NEW YORK — Global oil prices surged Friday, with Brent crude closing above $100 a barrel for the first time since August 2022 as the conflict involving Iran and the near-halt in tanker traffic through the Strait of Hormuz rattled investors, dragged stocks lower and forced traders to rethink how quickly the Federal Reserve can cut interest rates, March 13. The spike revived fears of a fresh inflation shock just days before the Fed’s next policy meeting, raising the risk that policymakers stay cautious even as growth shows signs of softening.
By late Friday, Brent had settled at $103.14 a barrel and West Texas Intermediate at $98.71, while the S&P 500 fell 0.6% and the Nasdaq dropped 0.9% as the dollar strengthened and Treasury yields stayed elevated. The move underscored how quickly energy stress can spread beyond commodities and into broader risk assets when traders start pricing in a longer geopolitical shock.
Why oil prices above $100 matter for the Fed
The immediate concern is inflation. By Friday, fed funds futures were pricing in slightly less than one quarter-point cut by December, a sharp retreat from expectations for two quarter-point cuts late last month. In other words, a market that had been leaning toward easier policy is now bracing for the possibility that higher fuel costs keep price pressures sticky for longer.
The anxiety starts with geography. About 20 million barrels a day moved through the Strait of Hormuz in 2024, equal to roughly one-fifth of global petroleum liquids consumption, and there are limited alternatives if the waterway remains heavily constrained. That makes every disruption in the strait matter far beyond the Gulf, especially for refiners, airlines, shippers and central banks already trying to navigate a fragile inflation backdrop.

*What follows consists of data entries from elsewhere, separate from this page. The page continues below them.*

PR #153287, opened 2025-05-09
Enable manywheel build and smoke test on main branch for ROCm

jithunnair-amd:
Fixes issue of not discovering breakage of ROCm wheel builds until the nightly job runs e.g. https://github.com/pytorch/pytorch/pull/153253

cc @jeffdaily @sunway513 @pruthvistony @ROCmSupport @dllehr-amd @jataylo @hongxiayang @naromero77amd

PR #162044, opened 2025-09-03
[ROCm] Use MI325 (gfx942) runners for binary smoke testing

jithunnair-amd:
### Motivation

* MI250 Cirrascale runners are currently having network timeout leading to huge queueing of binary smoke test jobs: 
image

* MI210 Hollywood runners (with runner names such as `pytorch-rocm-hw-*`) are not suitable for these jobs, because they seem to take much longer to download artifacts: https://github.com/pytorch/pytorch/pull/153287#issuecomment-2918420345 (this is why these jobs were specifically targeting Cirrascale runners). However, it doesn't seem like Cirrascale runners are necessarily doing much better either e.g. [this recent build](https://github.com/pytorch/pytorch/actions/runs/17332256791/job/49231006755).
* Moving to MI325 runners should address the stability part at least, while also reducing load on limited MI2xx runner capacity. 
* However, I'm not sure if the MI325 runners will do any better on the artifact download part (this may need to be investigated more) cc @jeffdaily @sunway513 @pruthvistony @ROCmSupport @dllehr-amd @jataylo @hongxiayang @naromero77amd @amdfaa

* Also removing `ciflow/binaries` and `ciflow/binaries_wheel` label/tag triggers for `generated-linux-binary-manywheel-rocm-main.yml` because we already trigger ROCm binary build/test jobs via these labels/tags in `generated-linux-binary-manywheel-nightly.yml`. And for developers who want to trigger ROCm binary build/test jobs on their PRs, they can use the `ciflow/rocm-mi300` label/tag as per this PR.

### TODOs (cc @amdfaa):
* Check that the workflow runs successfully on the MI325 runners in this PR. Note how long the test jobs take esp. the "Download Build Artifacts" step
* Once this PR is merged, clear the queue of jobs targeting `linux.rocm.gpu.mi250`

cc @jeffdaily @sunway513 @pruthvistony @ROCmSupport @dllehr-amd @jataylo @hongxiayang @naromero77amd

### DIFF
--- a/.github/scripts/generate_ci_workflows.py
+++ b/.github/scripts/generate_ci_workflows.py
@@ -22,7 +22,7 @@ LABEL_CIFLOW_BINARIES = "ciflow/binaries"
 LABEL_CIFLOW_PERIODIC = "ciflow/periodic"
 LABEL_CIFLOW_BINARIES_LIBTORCH = "ciflow/binaries_libtorch"
 LABEL_CIFLOW_BINARIES_WHEEL = "ciflow/binaries_wheel"
-LABEL_CIFLOW_ROCM = "ciflow/rocm"
+LABEL_CIFLOW_ROCM = "ciflow/rocm-mi300"
 
 
 @dataclass
--- a/.github/scripts/generate_ci_workflows.py
+++ b/.github/scripts/generate_ci_workflows.py
@@ -139,8 +139,6 @@ ROCM_SMOKE_WORKFLOWS = [
         ),
         ciflow_config=CIFlowConfig(
             labels={
-                LABEL_CIFLOW_BINARIES,
-                LABEL_CIFLOW_BINARIES_WHEEL,
                 LABEL_CIFLOW_ROCM,
             },
             isolated_workflow=True,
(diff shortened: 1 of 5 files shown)


jeffdaily (approved):

jeffdaily (approved):

jeanschmidt:
This PR won't fix problems for jobs that block viable/strict. Moving from `linux.rocm.gpu.mi250` to `linux.rocm.gpu.gfx942.1` is very likely insufficient for those jobs.

The main problem is that `linux.rocm.gpu.gfx942.1` is heavily queued right now, adding more jobs to run on them will just amplify the queue time and increase even more the delay to those runners.

I am in discussion with other members and evaluating temporarily disable those jobs until we can grow the fleet with some spare capacity in order to avoid queuing and absorb peaks even if partially down.

jithunnair-amd:
Here's an example of a failing run for MI300: https://github.com/pytorch/pytorch/pull/162044#issuecomment-3254427869
https://github.com/pytorch/pytorch/actions/runs/17469551170/job/49630020383

jithunnair-amd:
Closing in favor of https://github.com/pytorch/pytorch/pull/175784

Officials are trying to contain the damage, but traders are not yet convinced the response will be enough. Washington has announced a 172 million-barrel release from the Strategic Petroleum Reserve as part of a broader emergency effort with other major consuming nations. Even so, reserve barrels can buy time, not certainty, if physical flows through Hormuz remain impaired and insurers, shipowners and refiners stay cautious.
That is why some banks are treating the move as a violent shock rather than a permanent new baseline. Goldman Sachs lifted its average March Brent forecast to above $100 while still projecting that prices could ease later in the year if disruptions do not deepen. For now, though, markets are trading the immediate scarcity risk, not the eventual normalization story.
What this means for markets and consumers
For equity investors, the danger is not just higher crude prices but what they signal. More expensive energy can push up gasoline, diesel, jet fuel and freight costs, squeezing household spending and corporate margins at the same time. That combination helps explain why stocks sold off even as some investors had hoped weaker economic data would keep the door open to faster Fed easing.
If oil stays elevated, the pressure will not be limited to Wall Street. Transport-heavy sectors, manufacturers and consumer-facing businesses would all face a tougher pricing environment, while central bankers would have to decide whether an energy-driven inflation impulse is temporary noise or the start of a broader second-round problem. That is the policy bind markets are starting to price in now.
Oil prices have seen pieces of this script before
Markets have seen fragments of this story before, from the tanker attacks near the Strait of Hormuz in 2019 and the oil spike after Russia’s invasion of Ukraine sent crude back above $100 in 2022 to the Red Sea disruptions that kept a geopolitical premium in energy markets in early 2024. What feels different this time is the combination of direct supply losses, infrastructure damage and a bottleneck at one of the world’s most critical energy chokepoints.
The next move now depends on three variables: whether military escalation intensifies, whether tanker traffic through Hormuz begins to recover and whether the Fed signals it can still ease policy this year without reigniting inflation concerns. Until markets get clearer answers on all three, oil is likely to remain the main driver of global risk sentiment.
That leaves investors with a simple but uncomfortable conclusion: if crude holds near or above triple digits, the Iran conflict may stop being treated as a short-lived geopolitical scare and start being priced as a broader macroeconomic problem. And once that shift takes hold, it becomes much harder for markets to count on quick rate cuts to cushion the blow.